The second inspiration came from designer Nicholas Felton’s 2012 annual report. Part of his report used network visualization to explore the idea of links between people. The use of ranked node sizes highlights people that have the most connections in the network.
The third inspiration came from Free Code Camp’s tutorial published on Medium. The tutorial explained the process of creating a network that illustrates the connectivity between different programming languages. The use of different node colors and sizes highlight different language groups. Selective node labeling eliminates the distraction of small nodes.

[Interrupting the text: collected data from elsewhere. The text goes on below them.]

PR #284, opened 2024-04-26
Remove `@examples` in `calc_dist_params()`

joshwlambert:
This PR removes the `@examples` documentation from `calc_dist_params()`. The `calc_dist_params()` function had an example that was erroring but was being missed as it was wrapped in a `\dontrun{}`. This was pointed out in #259. I have removed the example documentation from this function as the function is internal, and only exported functions in this package should have example documentation. `calc_dist_params()` has tests to ensure the function is working as intended.

### DIFF
--- a/R/calc_dist_params.R
+++ b/R/calc_dist_params.R
@@ -29,24 +29,6 @@
 #'
 #' @return A named `numeric` vector with parameters.
 #' @keywords internal
-#' @examples
-#' \dontrun{
-#' calc_dist_params(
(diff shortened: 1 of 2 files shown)


joshwlambert:
The R CMD check GitHub actions workflow is failing due to an issue building the `extract-bias.Rmd` vignette. This CI failure is unrelated to the change in this PR and therefore I will merge and tackle the failing CI in a separate PR.

PR #285, opened 2024-04-29
Try to get more info on failure

Bisaloo:


joshwlambert:
@Bisaloo shall we close this PR? 

We can leave the branch for a couple of weeks to try other solutions if we think of them and then it can be deleted.

PR #286, opened 2024-05-01
Precompile `extract-bias.Rmd` vignette

joshwlambert:
This PR addresses the issue that the `extract-bias.Rmd` vignette has been failing the R CMD check on continuous integration from around the release of R 4.4.0. The error found on CI cannot be replicated locally across different OSs. This PR precompiles this vignette and thus it is not rendered by the R CMD check when run on CI.


.Rbuildignore
```diff
@@ -14,3 +14,4 @@
 ^CITATION\.cff$
 ^data-raw$
 ^tools$
+^vignettes/figure$
```
Bisaloo, line 17: I don't think that's quite right, we want these figures to be included. OTOH, the `.orig` file should be ignored.

joshwlambert: When `^vignettes/figure$ is removed from `.Rbuildignore` the R CMD check returns a note asking if the folder is left over from knitr.

Bisaloo: You can change the `fig.path` value in `knitr::opts_chunk$set()` to save figs directly in the `vignettes/` folder, without subfolders.

joshwlambert: When I set the `fig.path = "vignettes/figure/" it saves the figures in the correct place, but by specifying the path, the path in the vignette to render the images changes to "vignettes/figure/" which means they cannot locate files.

Issue #264, opened 2024-03-26
`as_epidist()` S3 generic to enable conversion of other epidemiological parameter databases


joshwlambert:
To enable an easy, extendable way to convert between other formats that hold epidemiological parameters (e.g. {epireview}), to `<epidist>` objects for applications.

joshwlambert:
Considerations for epidemiological parameters that use base R classes (e.g. vectors or `<data.frames>`) for S3 dispatch, might need to assign classes based on columns or identifiable aspects of data.

PR #298, opened 2024-05-16
Convert {epireview} data into `<epidist>`

joshwlambert:
This PR addresses #264 and adds a **work-in-progress** feature to convert between entries in the {epireview} R package epidemiological parameter tables to `<epidist>` objects for use in pipelines. The `as_epidist()` S3 generic is added to the package, with an `as_epidist.data.frame()` method for converting from {epireview}.

This feature is not fully tested or documented, but is being merged into `main` to be tested in the WHO EpiParameter workshop for user testing. A future PR will ensure the coercion functions are robust and tested to a more diverse range of input.

A new data object `epireview_core_cols` is added to the package to identify which `<data.frame>`s are from {epireview}. The `data-raw` script is also added to the package.

This PR adds a vignette that describes the `as_epidist()` methods with various use cases. 

The existing coercion methods `as.function.epidist()` and `as.data.frame.epidist()` are moved to the new `coercion.R` file.


joshwlambert:
The `lintr` GHA workflow is failing but I will address this in a follow-up PR.

Issue #263, opened 2024-03-26
{epiparameter} Shiny App or Quarto Dashboard


joshwlambert:
A dashboard to explore the parameter library and easier visualise the distributions would be a useful supplementary tool.

jamesmbaazam:
I took a quick stab at this yesterday. It currently lives in my personal repo and at an rudimentary stage at the moment. Will link the raw version by close of today when I publish it.

jamesmbaazam:
This has now been pushed to https://github.com/jamesmbaazam/epiparameterDashboard. You can access the deployed app at https://james-mba-azam.shinyapps.io/epiparameterdashboard/.

joshwlambert:
As there is now a repository for the {epiparameter} dashboard I'll close this issue and issues can be opened in the other repository: https://github.com/epiverse-trace/epiparameterDashboard/issues.

PR #311, opened 2024-05-17
add database vignette

### LINKED ISSUE #296: Database vignette
I wonder if it would be nice to have a vignette that shows all the entries in the database - so that people can check if there are useful distributions in there for them without having to install the package.

sbfnk:
Closes #296.

* **Please check if the PR fulfills these requirements**

- [X] I have read the CONTRIBUTING guidelines
- [ ] A new item has been added to `NEWS.md`
- [ ] Tests for the changes have been added (for bug fixes / features)
- [ ] Docs have been added / updated (for bug fixes / features)
- [ ] Checks have been run locally and pass

* **What kind of change does this PR introduce?** (Bug fix, feature, docs update, ...)

It adds a prototype for a database vignette

* **Other information**:

Format etc. can be discussed as well as whether this is desirable to have. Creating this PR as a suggestion for what the database might look like.

### DIFF
--- a/DESCRIPTION
+++ b/DESCRIPTION
@@ -11,6 +11,8 @@ Authors@R: c(
            comment = c(ORCID = "0000-0003-4184-2864")),
     person("Hugo", "Gruson", , "hugo.gruson@data.org", role = c("ctb", "rev"),
            comment = c(ORCID = "0000-0002-4094-1476")),
+    person("Sebastian", "Funk", , "sebastian.funk@lshtm.ac.uk", role = "ctb",
+           comment = c(ORCID = "0000-0002-2842-3406")),
     person("Pratik", "Gupte", , "pratik.gupte@lshtm.ac.uk", role = "rev",
            comment = c(ORCID = "0000-0001-5294-7819"))
   )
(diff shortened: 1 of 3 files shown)


joshwlambert:
Thanks @sbfnk this looks great. I'm happy to move forward with this change and merge into `main`. A couple of points before merging.

1. When I checked that the pkgdown site would render it correctly (`pkgdown::build_site()`), the table was not showing. I believe this is because {DT} tables are HTML widgets which requires `pkgdown as_is: true` to be removed from the vignette header. Are you finished pushing to this branch? If so I'll make this change before merging to make sure the vignette renders correctly on the website.

2. In your original issue you said

> so that people can check if there are useful distributions in there for them without having to install the package.

If we want this to be only on the website and not shipped with the package we could consider converting this from a [vignette to an article](https://r-pkgs.org/website.html#vignettes-and-articles). We can always change this down the road so happy to merge before we've decided on this point.

sbfnk:
1. Yes, please go ahead.
2. That sounds like a good idea to me - presumably e.g. on CRAN the table wouldn't be rendered either

jamesmbaazam:
This is a nice addition and might be worth evaluating its benefit over the suggested dashboard in #263 or what gap the dashboard would fill that this database doesn't.

joshwlambert:
> presumably e.g. on CRAN the table wouldn't be rendered either

I wasn't sure whether it would render on CRAN, according to this page I think it does: https://cran.r-project.org/web/packages/DT/vignettes/DT.html. I'll leave as a vignette for now and if we think it is better for this to only be on the website and not on CRAN we can convert to an article in a subsequent PR.

> This is a nice addition and might be worth evaluating its benefit over the suggested dashboard in https://github.com/epiverse-trace/epiparameter/issues/263 or what gap the dashboard would fill that this database doesn't.

I see these two things as _positive duplication_. There will be some overlap between this vignette and the dashboard, but 1) it doesn't hurt to provide the ability to search through the database in multiple places, 2) the dashboard is still in development and this provides a quick solution, 3) the dashboard will provide more functionality that just searching through the database.

joshwlambert:
Apologies for the spam. It took a few commits to get the lintr workflow to pass. 

This PR is now ready to be merged.

PR #620, opened 2018-12-01
Fix KeyStore.now() function for Android

pasin:
The time() function doesn’t return the correct time since Epoch for android. Used std::chrono::system_clock::now().time_since_epoch() instead for Android.


borrrden:
Did you confirm that this return milliseconds?  If this works I'd prefer this for all platforms.  We should stop using these old C methods if there is a C++11 equivalent that is better.

pasin:
Yes.

PR #622, opened 2018-12-05
New Couchbase Lite logging system

borrrden:
In order to support the new console / file / custom logging system in Couchbase Lite, there are some changes in LiteCore:

- Since there are many options for binary files now, a class was created to store them
- c4slog doesn't trigger callback to avoid needless marshalling of strings (these log messages originate in Couchbase Lite, and so will have already been sent to the other loggers)
- Binary / text encoding togglable
- Rotation of logs enabled
- JNI implemented for wiring into Java


LiteCore/Support/Logging.cc
```diff
@@ -55,36 +55,131 @@ namespace litecore {
...
-        FilePath logDir = filePathObj.dir();
-        string ext = filePathObj.extension();
+        FilePath logDir(sLogDirectory);
         multimap<time_t, FilePath> logFiles;
+        const char* levelStr = kLevelNames[(int)level];
+
         logDir.forEachFile([&](const FilePath& f) {
-            if (f.extension() == ext) {
-                char magicBuffer[4] = {};
+            if (f.fileName().find(levelStr) != string::npos) {
```
snej: Why not just use a custom extension like `.cbllog`? Then you wouldn't have to be paranoid and check the magic number in the file.

LiteCore/Support/Logging.hh
```diff
@@ -145,7 +176,7 @@ extern LogDomain DBLog, QueryLog, SyncLog, &ActorLog;
 #ifdef _MSC_VER
 #define LogToAt(DOMAIN, LEVEL, FMT, ...) \
     {if (_usuallyFalse((DOMAIN).willLog(LogLevel::LEVEL))) \
-        (DOMAIN).log(LogLevel::LEVEL, FMT, ##__VA_ARGS__);}
+        (DOMAIN).log(LogLevel::LEVEL, true, FMT, ##__VA_ARGS__);}
```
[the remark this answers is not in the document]
borrrden: Probably.  Somehow this area got git reverted several times.  It should be true everywhere.  I'll fix that.

LiteCore/Support/LogEncoder.hh
```diff
@@ -36,20 +37,22 @@ namespace litecore {
     public:
         static const uint8_t kMagicNumber[4];
 
-        LogEncoder(std::ostream &out);
+        LogEncoder(std::ostream &out, LogLevel level);
```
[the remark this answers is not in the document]
borrrden: I thought that was exactly the plan (Having a tool that interleaves all of the logs).  Isn't that what was indicated in the PRD review?  If it's unclear we should definitely confirm ASAP.

LiteCore/Support/Logging.cc
borrrden: I would still be paranoid that someone for some reason had inserted a file with the same extension for the lolz.  It would then be deleted and it would be our fault.  Is that overboard?

LiteCore/Support/LogEncoder.cc
```diff
@@ -47,9 +47,10 @@ namespace litecore {
     static const uint64_t kSaveInterval = 1 * kTicksPerSec;
 
 
-    LogEncoder::LogEncoder(ostream &out)
-    :_out(out)
-    ,_flushTimer(bind(&LogEncoder::performScheduledFlush, this))
+    LogEncoder::LogEncoder(ostream &out, LogLevel level)
+    :_out(out),
+    _flushTimer(bind(&LogEncoder::performScheduledFlush, this)),
```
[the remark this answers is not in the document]
borrrden: I like that reasoning.  I will use that method for C++ starting now.

LiteCore/Support/Logging.cc
snej: Yeah, that's overboard ;-)

LiteCore/Support/LogEncoder.hh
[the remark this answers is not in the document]
snej: When separate log files were first proposed (back in 1.x I think), I was all "WTF", but the rejoinder was that each file would include the higher levels, and this wouldn't be much overhead since there are pretty few Warning or Error logs. (But I guess with a Verbose log file, including all the Info logs _would_ be expensive.) I hadn't realized that this got taken out of the current proposal.

I worry that if the app crashes, the log levels might not be in sync. If the Info file got flushed more recently than the Warning file (because it's written more often), then afterwards you'd be missing some warnings that came before the last info messages...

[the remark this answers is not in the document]
borrrden: I don't think I have ever heard about the proposal you mentioned to include all of that in each successive level.  If the app crashes, then wouldn't the `atexit` handler flush all the logs?  Or does that not run for crashes?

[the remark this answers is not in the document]
snej: Yeah, you're right, I forgot about the atexit handler.

LiteCore/Support/Logging.hh
```diff
@@ -87,8 +118,8 @@ public:
 
     bool willLog(LogLevel lv) const                 {return _effectiveLevel <= lv;}
 
-    void log(LogLevel level, const char *fmt, ...) __printflike(3, 4);
-    void vlog(LogLevel level, const char *fmt, va_list);
+    void log(LogLevel level, bool callback, const char *fmt, ...) __printflike(4, 5);
```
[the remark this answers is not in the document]
borrrden: That worked out nicely that way!

LiteCore/Support/Logging.cc
```diff
@@ -294,24 +406,66 @@ namespace litecore {
...
+        if(sLogEncoder[(int)level]) {
+            sLogEncoder[(int)level]->vlog(domain, (LogEncoder::ObjectRef)objRef, fmt, args);
+        } else if(sFileOut[(int)level]) {
+            static char formatBuffer[2048];
+            size_t n = 0;
+            LogDecoder::writeTimestamp(LogDecoder::now(), *sFileOut[(int)level]);
+            LogDecoder::writeHeader(kLevels[(int)level], domain, *sFileOut[(int)level]);
+            if (objRef)
+                n = snprintf(formatBuffer, sizeof(formatBuffer), "{%s#%u} ", objName, objRef);
+            vsnprintf(&formatBuffer[n], sizeof(formatBuffer) - n, fmt, args);
```
pasin: Not sure if I'm pointing to the right spot or not. Based on my testing, log format from Objective-C that has %@ doesn't get formatted correctly. Can we use NSString to format the plain text log messages for Apple?

borrrden: Can you give an example of the logging line that does such a thing?  I thought that kind of stuff was built in already.  It seems like it would be following different logic since c4slog already takes a C4Slice which is supposed to be an already formatted UTF-8 string.

pasin: iOS only calls c4vlog with the format that could include `%@` gets passed to the function directly. For callback log, the format will be passed back to the callback directly. Given https://github.com/couchbase/couchbase-lite-core/issues/631, is the right approach is to pass the already-formatted UTF-* string to c4vlog?

pasin: Actually iOS can create a formatted UTF-8 string and use c4vlog(). We don't do a lot of logging from CBL side, probably that is OK.

borrrden: It might even be preferable.  Otherwise you are doing the formatting process three separate times, right?

pasin: No, the formatting will be done twice (before calling c4log and in callback with "%s") instead of once in callback. I will ping you to see if there is a way to do it only once.

borrrden:
@snej I think all outstanding comments have been resolved.  If so, then once you change your review I will rebase and merge.

LiteCore/Support/Logging.cc
pasin: As discussed with @borrrden, iOS will formatted the message before calling c4log so there will be no "%@" to worry about. This will inline with what the other platform is doing and the same thing as what @snej suggested in https://github.com/couchbase/couchbase-lite-ios/issues/2281.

I came across the dataset when I was looking at CASOS produced datasets. The dataset is hand-coded base on ethnographic observations of a CMU based Startup. The dataset was structured in XML format. I used Open Refine to separate the XML file into a node file and an edge file. I used Gephi to create the network visualization.
I wish there are more description about the dataset so that I could understand the categorizing better between nodes. The category I used to create this visualization is my interpretation based on the data. There is no explanation of why the same name is coded twice in the dataset.
Many elements constitute the look and feel of a network visualization. I explored the use of colors and sizes for nodes and the use of colors and weights for edges. Here is the finished result.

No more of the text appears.